Dataset entries
PR #301, opened 2023-10-31
feat: allow connecting to one specific server IP without broadcasting

TheDevMinerTV:
as @ButterscotchV requested, two flags to implicitly disable broadcast spamming the network. :)

### DIFF
--- a/platformio.ini
+++ b/platformio.ini
@@ -35,6 +35,9 @@ build_flags =
 ;  -DWIFI_STATIC_GATEWAY=192,168,XXX,XXX
 ;  -DWIFI_STATIC_SUBNET=255,255,255,0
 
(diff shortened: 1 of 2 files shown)


unlogisch04:
I think for a test it is good enough. 
But not for final. Because the server ip-address could be different each time. The main question for that feature is how the tracker gets used. So i would see that more in a config file and a serial config option.

unlogisch04 (approved):
Tested on ESP8266 and ESP32C3.
Could connect over a router from Tracker IP 192.168.2.200 to the server 192.168.1.100

Even when i think it would be better to have a serial config for this.
But to have something is better to have nothing.

ButterscotchV (approved):
Not tested, but looks fine (I don't have a very good way of testing).

PR #305, opened 2023-12-01
Fix rest detection timescale

wigwagwent:
Sensor fusion expects the time to be in seconds while rest detection expects it to be in microseconds. This makes is so when the update sensor fusion is called the rest detection now gets the time in micros. Also linear acceleration was missing parentheses giving wrong results (only lsm6dsv uses this to my knowledge)

### DIFF
--- a/src/motionprocessing/RestDetection.h
+++ b/src/motionprocessing/RestDetection.h
@@ -20,14 +20,14 @@
 struct RestDetectionParams {
     sensor_real_t biasClip;
     sensor_real_t biasSigmaRest;
-    uint32_t restMinTimeMicros;
+    uint32_t restMinTime;
     sensor_real_t restFilterTau;
     sensor_real_t restThGyr;
     sensor_real_t restThAcc;
     RestDetectionParams():
         biasClip(2.0f),
         biasSigmaRest(0.03f),
-        restMinTimeMicros(1.5 * 1e6),
+        restMinTime(1.5),
         restFilterTau(0.5f),
         restThGyr(2.0f),
         restThAcc(0.5f)
@@ -103,7 +103,7 @@ public:
     }
 #endif
 
-    void updateGyr(uint32_t dtMicros, sensor_real_t gyr[3]) {
+    void updateGyr(sensor_real_t gyr[3]) {
 #ifdef REST_DETECTION_DISABLE_LPF
         gyrLastSquaredDeviation =
             square(gyr[0] - lastSample.gyr[0]) +
@@ -114,7 +114,7 @@ public:
         if (gyrLastSquaredDeviation >= square(params.restThGyr*sensor_real_t(M_PI/180.0))
                 || fabs(lastSample.gyr[0]) > biasClip || fabs(lastSample.gyr[1]) > biasClip
                 || fabs(lastSample.gyr[2]) > biasClip) {
-            restTimeMicros = 0;
+            restTime = 0;
             restDetected = false;
         }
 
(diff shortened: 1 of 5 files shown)


ButterscotchV:
The time scale can probably be moved to `RestDetection.h` can't it? I think it's odd to have it different, otherwise this does look good I think?

src/sensors/SensorFusion.cpp
```diff
@@ -173,9 +173,9 @@ namespace SlimeVR
         
         void SensorFusion::calcLinearAcc(const sensor_real_t accin[3], const sensor_real_t gravVec[3], sensor_real_t accout[3])
         {
-            accout[0] = accin[0] - gravVec[0] * CONST_EARTH_GRAVITY;
-            accout[1] = accin[1] - gravVec[1] * CONST_EARTH_GRAVITY;
-            accout[2] = accin[2] - gravVec[2] * CONST_EARTH_GRAVITY;
+            accout[0] = (accin[0] - gravVec[0]) * CONST_EARTH_GRAVITY;
+            accout[1] = (accin[1] - gravVec[1]) * CONST_EARTH_GRAVITY;
+            accout[2] = (accin[2] - gravVec[2]) * CONST_EARTH_GRAVITY;
```
0forks, line 178: Breaking change for every IMU other than BNO.

Vector `accin` is in m/s^2 and `gravVec` is a unit vector, if you have issues with linear acceleration in another IMU implementation, perhaps you're passing acceleration into fusion in G?

0forks (changes requested):

src/sensors/SensorFusion.cpp
wigwagwent: I did not realize I was using this wrong, I have reverted my changes and will go about this another way in the IMU specific code. I will probably change the units the IMU uses.

wigwagwent:
I changed the rest detection to be in seconds instead of in microseconds like it was before. **I am not able to test this.** The best way to test would be see if you can still calibrate a bmi160.

src/motionprocessing/RestDetection.h
```diff
@@ -20,14 +20,14 @@
 struct RestDetectionParams {
     sensor_real_t biasClip;
     sensor_real_t biasSigmaRest;
-    uint32_t restMinTimeMicros;
+    uint32_t restMinTime;
```
0forks, line 23: `uint32_t` -> `sensor_real_t`

src/motionprocessing/RestDetection.h
```diff
@@ -235,7 +235,7 @@ class RestDetection {
 private:
     RestDetectionParams params;
     bool restDetected;
-    uint32_t restTimeMicros;
+    uint32_t restTime;
```
0forks, line 238: `uint32_t` -> `sensor_real_t`

src/motionprocessing/RestDetection.h
```diff
@@ -134,13 +134,13 @@ class RestDetection {
...
                 || fabs(restLastGyrLp[2]) > biasClip) {
-            restTimeMicros = 0;
+            restTime = 0;
             restDetected = false;
         }
 #endif
     }
 
-    void updateAcc(uint32_t dtMicros, sensor_real_t acc[3]) {
+    void updateAcc(uint32_t dt, sensor_real_t acc[3]) {
```
0forks, line 143: `uint32_t` -> `sensor_real_t`

0forks (changes requested):
Tested, need to change the types to `sensor_real_t`, otherwise it all gets rounded and deltas become 0.

Also minor inconsistency with tabs/spaces, but we need to fix that across the whole codebase honestly.

Eirenliel (commented):
Update from comments

Eirenliel (approved):

PR #306, opened 2023-12-01
Set C3 default clock speed to 80MHz

wigwagwent:
This reduces the esp32c3 power consumption by around 15 ma. The platformIO version was also updated to the latest for the 32 series


unlogisch04 (commented):
There are reports that with the lower clock speed it does not work. So I'm not sure if it would be better to mark it as experimental.

Eirenliel:
This would require community testing and maybe some way for people to chose "low power mode" when building FW, because this might not work anymore with newer fusions.

PR #308, opened 2023-12-03
Support LSM6DSV IMU

wigwagwent:
This adds support for the lsm6dsv family of IMUs. They are better than bmi160 and seems comparable to the bno but need more users testing them.

This merge should probably be squashed into 1 commit.


src/consts.h
```diff
@@ -35,6 +35,7 @@
 #define IMU_BMI160 8
 #define IMU_ICM20948 9
 #define IMU_ICM42688 10
+#define IMU_LSM6DSV 12
```
ButterscotchV, line 38: This should be noted when merging, depending on the order of merging PRs this might be awkward to skip a number.

ButterscotchV (approved):

README.md
```diff
@@ -34,8 +34,15 @@ The following IMUs and their corresponding `IMU` values are supported by the fir
 * ICM-20948 (IMU_ICM20948)
   * Using fusion in internal DMP for 6Dof or 9DoF, 9DoF mode requires good magnetic environment.
   * Comment out `USE_6DOF` in `debug.h` for 9DoF mode.
+  * Experimental support!\
```
TheDevMinerTV, line 37: Something broke here, what's that `\`?

lib/LSM6DSV/LSM6DSV.cpp
```diff
@@ -0,0 +1,4080 @@
+/**
```
TheDevMinerTV, line 1: Please include a link to the original repository.

src/sensors/SensorManager.cpp
```diff
@@ -108,6 +109,12 @@ namespace SlimeVR
             case IMU_ICM42688:
                 sensor = new ICM42688Sensor(sensorID, address, rotation, sclPin, sdaPin);
                 break;
+            case IMU_LSM6DSV:
+                {
+                uint8_t intPin = extraParam;
+                sensor = new LSM6DSVSensor(sensorID, imuType, address, rotation, sclPin, sdaPin, intPin);
+                }
+                break;
```
TheDevMinerTV, line 117:
```suggestion
                sensor = new LSM6DSVSensor(sensorID, imuType, address, rotation, sclPin, sdaPin, extraParam);
                break;
```

lib/math/quat.h
```diff
@@ -72,7 +72,7 @@ class Quat {
 	Vector3 get_euler_yxz() const;
 
 	void set_euler(const Vector3& p_euler) { set_euler_yxz(p_euler); };
-	Vector3 get_euler() const { return get_euler_yxz(); };
+	Vector3 get_euler() const { return get_euler_xyz(); };
```
TheDevMinerTV, line 75: Instead of modifying `get_euler()` you should rather use the `get_euler_xyz()` in your code.

TheDevMinerTV (approved):

README.md
```diff
@@ -34,8 +34,15 @@ The following IMUs and their corresponding `IMU` values are supported by the fir
 * ICM-20948 (IMU_ICM20948)
```
TheDevMinerTV, line 34: GitHub doesn't allow me to request changes without a comment...

TheDevMinerTV (changes requested):

Eirenliel (changes requested):
Please address @TheDevMinerTV's comments

src/sensors/SensorManager.cpp
Pespiri: I would suggest against this change, as the original change follow the pattern of how other cases in this switch statement has done this

image

unlogisch04:
Is this still needed if we go for #322 ?

gorbit99:
> Is this still needed if we go for #322 ?

This probably shouldn't be preferred over sfusion, at least not without a cleanup.

unlogisch04:
I convert that to draft, as sfusion seems to be the better solution.
@wigwagwent feel free to close it when you see it the same way.

PR #310, opened 2023-12-23
ESP32: Fix ADC/battery sense logic

kounocom:
At least on ESP32-C3, default logic returns completely wrong values for voltage. This fixes it.

### DIFF
--- a/src/batterymonitor.cpp
+++ b/src/batterymonitor.cpp
@@ -79,9 +79,9 @@ void BatteryMonitor::Loop()
             #endif
             #if ESP8266 && BATTERY_MONITOR == BAT_EXTERNAL
                 voltage = ((float)analogRead(PIN_BATTERY_LEVEL)) * batteryADCMultiplier;
+            #endif
             #if ESP32 && BATTERY_MONITOR == BAT_EXTERNAL
                 voltage = ((float)analogReadMilliVolts(PIN_BATTERY_LEVEL)) / 1000 * (BATTERY_SHIELD_RESISTANCE + BATTERY_SHIELD_R1 + BATTERY_SHIELD_R2) / BATTERY_SHIELD_R1;
-            #endif
             #endif
             #if BATTERY_MONITOR == BAT_MCP3021 || BATTERY_MONITOR == BAT_INTERNAL_MCP3021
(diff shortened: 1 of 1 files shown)


gorbit99:
I could also reproduce this issue and this solved it for me perfectly

TheDevMinerTV:
This could break the normal ESP32. Please double check that the voltages are still correct on it.

kounocom:
> This could break the normal ESP32. Please double check that the voltages are still correct on it.

Confirmed working on Wroom 32 board

[http://cdn.kouno.xyz/2H6KA4So.png](url)
[http://cdn.kouno.xyz/ve4F99oE.JPEG](url)

src/batterymonitor.cpp
```diff
@@ -77,9 +77,12 @@ void BatteryMonitor::Loop()
                     }
                 }
             #endif
-            #if BATTERY_MONITOR == BAT_EXTERNAL
+            #if ESP8266 && BATTERY_MONITOR == BAT_EXTERNAL
                 voltage = ((float)analogRead(PIN_BATTERY_LEVEL)) * batteryADCMultiplier;
             #endif
+            #if ESP32 && BATTERY_MONITOR == BAT_EXTERNAL
+                voltage = ((float)analogReadMilliVolts(PIN_BATTERY_LEVEL)) / 1000 * (BATTERY_SHIELD_RESISTANCE + BATTERY_SHIELD_R1 + BATTERY_SHIELD_R2) / BATTERY_SHIELD_R1;
```
ButterscotchV, line 84: Why not just modify `batteryADCMultiplier`?

kounocom: From what I understand, the multiplier is correct but ESP32 ADC pins aren't linear and `analogRead` doesn't use the calibration that every ESP32 ships with, while `analogReadMillivolts` does

ButterscotchV: Mmm I guess, I just mean basically copying the code for the multiplier seems a little silly

kounocom: I didn't see a better way to do it without also refactoring ADC behavior for ESP8266

ButterscotchV (approved):

PR #318, opened 2024-03-23
Added ON-OFF button support

gorbit99:
This PR adds in support for momentary push button based ON-OFF functionality using the ESP's deep sleep feature. 

The code was tested on an ESP8266 (specifically a D1 mini) and an ESP32-C3 (supermini esp32c3). For the latter, attaching a push button between GND and any of the RTC GPIOs (GPIO0-5), the code should work, but for the ESP8266, the following hardware needs to be added:

kép

GPIO13 can be set to any of the safe pins (4, 5, 12, 13, 14), however the other ones are already used by the default SlimeVR setup. I have tried to make the setup work with a MOSFET instead of a transistor, but didn't manage to yet.

The on-off behaviour can be activated by defining ON_OFF_BUTTON inside defines.h. For example:

```cpp
#define ON_OFF_BUTTON D7
```

for a D1 mini.

When the tracker is on, holding down the button for 1 second puts it to deep sleep (this is debounced). When it's in deep sleep, pressing the button once will wake it up, resetting it. The hold down time can be changed by defining ON_OFF_BUTTON_HOLD_TIME_MS in defines.h.

The tracker attempts to deinitialize the imus attached to it.

While it varies, this setup should drop the power consumption to somewhere around 100-200uA.

There are some quirks with the ESP8266 implementation:
- Seemingly the tracker can't be flashed while it's off. 
- After flashing, the tracker will start in deep sleep mode

Things that need checking:
- Is it possible to make the necessary circuitry for the ESP8266 out of a MOSFET
- Are the 8266 quirks solvable
- Are the deinitialization routines for the IMUs correct

It's also theoretically possible to add in a hold time for turning on the tracker for the ESP32 variant, but since this isn't at all possible for the ESP8266, I didn't implement it.

### DIFF
--- a/lib/bmi160/BMI160.cpp
+++ b/lib/bmi160/BMI160.cpp
@@ -109,6 +109,12 @@ void BMI160::initialize(uint8_t addr,
     // I2CdevMod::writeByte(devAddr, BMI160_RA_INT_MAP_2, 0x00);
 }
 
+void BMI160::deinitialize() {
+    /* Issue a soft-reset to bring the device into a clean state */
+    setRegister(BMI160_RA_CMD, BMI160_CMD_SOFT_RESET);
+    delay(12);
+}
+
 bool BMI160::getErrReg(uint8_t* out) {
     bool ok = I2CdevMod::readByte(devAddr, BMI160_RA_ERR, buffer) >= 0;
     if (!ok) return false;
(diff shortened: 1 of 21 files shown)


kounocom:
Tested on custom esp32-c3 board, works as expected

gorbit99:
Can I get some eyes on this?

gorbit99:
Brought this code up to date with the sfusion merging, now theoretically all IMUs supported by sfusion should also be supported by this PR.

gorbit99:
@Vyolex Currently there is a weird drifting issue that happens with this branch, and I want to rewrite some of the logic a bit, to make it non-blocking, so I wouldn't bother yet.

kounocom (approved):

▶ Task brief
Search the data for "around". Copy each line that has it.

▶ Task result
This reduces the esp32c3 power consumption by around 15 ma. The platformIO version was also updated to the latest for the 32 series
While it varies, this setup should drop the power consumption to somewhere around 100-200uA.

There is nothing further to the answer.